• Aim of the exercise
Find the line in the material below that contains "Minor spacing changes;", then give it again, with all later lines, exactly as shown.

• Available data
★ ★ ★

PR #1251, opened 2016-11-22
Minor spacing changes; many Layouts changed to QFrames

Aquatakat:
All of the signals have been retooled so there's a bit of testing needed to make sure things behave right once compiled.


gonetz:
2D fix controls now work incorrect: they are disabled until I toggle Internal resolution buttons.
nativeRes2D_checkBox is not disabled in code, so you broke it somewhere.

★ ★ ★

• Solution
Minor spacing changes; many Layouts changed to QFrames

Aquatakat:
All of the signals have been retooled so there's a bit of testing needed to make sure things behave right once compiled.


gonetz:
2D fix controls now work incorrect: they are disabled until I toggle Internal resolution buttons.
nativeRes2D_checkBox is not disabled in code, so you broke it somewhere.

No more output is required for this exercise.